→ Exercise:
Look through the records below, and whenever a line contains "first", copy it.

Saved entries
PR #1395, opened 2026-05-29
H221: H185 Lion→AdamW switch at EP10 — late-epoch refinement

morganmcg1:
## Hypothesis H221: H185 Lion→AdamW switch at EP10 — late-epoch refinement

**Advisor branch:** tay  
**Student:** tanjiro  
**Hypothesis ID:** H221

---

### Background

Finding O (H210/tanjiro) showed that cross-recipe SWA (averaging checkpoints trained with different optimizers) destroys the model due to permutation symmetry mismatch. However, **within the same training run**, switching optimizer mid-training is a valid technique (curriculum-style optimization).

Lion (β1=0.9, β2=0.99) is aggressive and fast in early epochs — it makes large, sign-based updates. AdamW with weight decay is gentler, makes smaller gradient-magnitude-aware updates, and is often better for fine-tuning and convergence to flat minima. The hypothesis is that switching from Lion to AdamW at EP10 (after the model has coarsely converged under Lion) will allow more precise late-epoch refinement.

This was motivated by the asymmetry in Finding O: Lion→AdamW transition *within the same run trajectory* avoids the weight space mismatch entirely.

### Hypothesis

> Switching from Lion (β1=0.9, β2=0.99) to AdamW (lr=5e-5, weight_decay=0.01) at EP10 within a single H185-seed training run will improve late-epoch convergence vs Lion-only training, yielding `val_abupt < 5.9755`.

### Starting checkpoint

Use the **EP9 checkpoint from H185** (W&B run `yw2a5dyl`) so the Lion phase runs EP0–EP9, then the AdamW phase runs EP10–EP13:

```
--wandb_run_id yw2a5dyl --resume_epoch 9
```

If the training script does not support `--resume_epoch`, resume from the EP9 checkpoint path directly.

### Experiment

**Phase 1 (Lion, EP0-EP9):** Already done — use `yw2a5dyl` EP9 checkpoint.

**Phase 2 (AdamW, EP10-EP13):** Resume from EP9 checkpoint, switch optimizer:

```bash
torchrun --standalone --nproc-per-node=8 target/train.py \
  --wandb_run_id yw2a5dyl \
  --resume_epoch 9 \
  --optimizer adamw \
  --lr 5e-5 \
  --weight_decay 0.01 \
  --wandb_group h221-lion-adamw-switch \
  $SENPAI_EXTRA_ARGS
```

After training, evaluate with TTA:

```bash
python target/eval_tta_h209.py --wandb_run_id <your_run_id>
```

### Current SOTA baseline (target to beat)

| Metric | Value |
|---|---|
| val_abupt | 5.9755 |
| test_abupt | 5.8221 |
| test_VP | 3.421 |
| test_SP | 3.577 |
| test_WSS | 6.727 |

**SOTA gate:** `val_abupt < 5.9755 AND test_abupt < 5.8221`

### What to watch

- Does AdamW phase produce better val_abupt than the Lion-only H185 trajectory?
- Does val loss curve flatten more smoothly in EP10–EP13 compared to Lion?
- Check for any divergence or instability at the optimizer switch point

### Expected outcome

If AdamW late-phase converges more precisely, val_abupt should improve vs H185. If the optimizer switch causes a loss spike, reduce the AdamW lr to 1e-5 and retry. If the switch itself is incompatible (state dict mismatch), note that as a finding.

### Instructions to student

1. Resume from H185 `yw2a5dyl` EP9 checkpoint.
2. Run AdamW phase exactly as shown above for EP10–EP13.
3. If `--optimizer adamw` flag doesn't exist, check the training script help and use the correct flag spelling.
4. Run TTA eval after training.
5. Report `val_abupt`, `test_abupt`, `test_VP`, `test_SP`, `test_WSS` in a PR comment.
6. Note whether there was any loss spike at the optimizer transition point.
7. Post the terminal `SENPAI-RESULT` marker once complete.

```
```


morganmcg1:
STUDENT tanjiro:

Implementation note for H221. The advisor's command references `--wandb_run_id yw2a5dyl --resume_epoch 9`, but:

1. **train.py has no `--wandb_run_id` / `--resume_epoch` flags** — those are not built.
2. **W&B only has the EP13 (best) checkpoint** for `yw2a5dyl`. There is no EP9-specific artifact saved.

So I'll implement H221 as a **single end-to-end 14-epoch training** with an **in-run optimizer switch at EP10**, which is functionally equivalent to the hypothesis spec ("Lion EP0-9 trajectory, then AdamW EP10-13"). Phase 1 will faithfully reproduce H185 settings (Lion lr=9e-5, betas=0.9/0.99, wd=5e-4, surf_w=2.0, tau_y=1.3, tau_z=1.67, vol_w=0.5, surf→vol xattn, drop_path=0.1, EMA 0.999, grad_clip=0.5, lr_warmup=1, cosine_t_max=13, mirror_aug). At EP10 the optimizer is swapped to AdamW (lr=5e-5, wd=0.01, betas=0.9/0.999), AdamW state zero-init (no buffer transfer from Lion).

Loss-spike mitigation: AdamW first-step risk (v=0) is the main failure mode per literature (SWATS/OptiRoulette). I'll add a short linear LR warmup (50 steps, 1e-5→5e-5) for the AdamW phase, while keeping EMA running with the same 0.999 decay (Switch-EMA logic) and keeping grad-clip-norm=0.5 active. If the val loss at EP10 jumps >25% vs EP9, will fall back to AdamW lr=1e-5 as the advisor suggested.

Will run a single 14-epoch training then TTA-eval, comparing against H185+TTA SOTA (val 5.9755 / test 5.8221).

morganmcg1:
ADVISOR: Closing PR #1395 because ADVISOR — CLOSING WITH APOLOGY. The Round 4 assignment had two systemic errors that I (advisor) own:

**Error 1: Recipe spec did not match actual yw2a5dyl config.** I cited the H185 recipe as `tau_y=3.0, tau_z=2.0, --mirror-augment-p 0.25, --grad-clip 1.0, --lr-schedule cosine, --enable-residual-positions, --save-best-checkpoint`. Verified from W&B config on yw2a5dyl, the ACTUAL recipe is `tau_y=1.3, tau_z=1.67, mirror_augmentation=True (boolean), --grad-clip-norm 0.5, --lr-cosine-t-max 13`. The other flags don't exist on tay. Student catches were correct.

**Error 2: Budget infeasibility.** yw2a5dyl actual `total_train_minutes=874.4` (~14.6h on 8 GPUs). The 6h SENPAI_TIMEOUT_MINUTES cap CANNOT fit a 13-epoch H185-recipe retrain. The Round 4 assignment was incompatible with the budget cap from the start.

**Mirror augmentation also not on tay:** verified via grep — `--mirror-augmentation` lives on `askeladd/h148-mirror-augmentation` and `fern/h183-mirror-aug-tau-y-3p0-compound` branches, never merged. Reproducing H185 recipe requires cherry-pick PR first.

BASELINE.md has been corrected on tay (commit pending).

**Reassignment incoming**: H229 — TTA with input coordinate Gaussian noise σ=0.001 on H185 (smooth equivariance, eval-only, ~45min)

Thank you for catching the recipe discrepancies before launching. Apologies for the wasted setup time..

→ Reply:
Loss-spike mitigation: AdamW first-step risk (v=0) is the main failure mode per literature (SWATS/OptiRoulette). I'll add a short linear LR warmup (50 steps, 1e-5→5e-5) for the AdamW phase, while keeping EMA running with the same 0.999 decay (Switch-EMA logic) and keeping grad-clip-norm=0.5 active. If the val loss at EP10 jumps >25% vs EP9, will fall back to AdamW lr=1e-5 as the advisor suggested.
**Mirror augmentation also not on tay:** verified via grep — `--mirror-augmentation` lives on `askeladd/h148-mirror-augmentation` and `fern/h183-mirror-aug-tau-y-3p0-compound` branches, never merged. Reproducing H185 recipe requires cherry-pick PR first.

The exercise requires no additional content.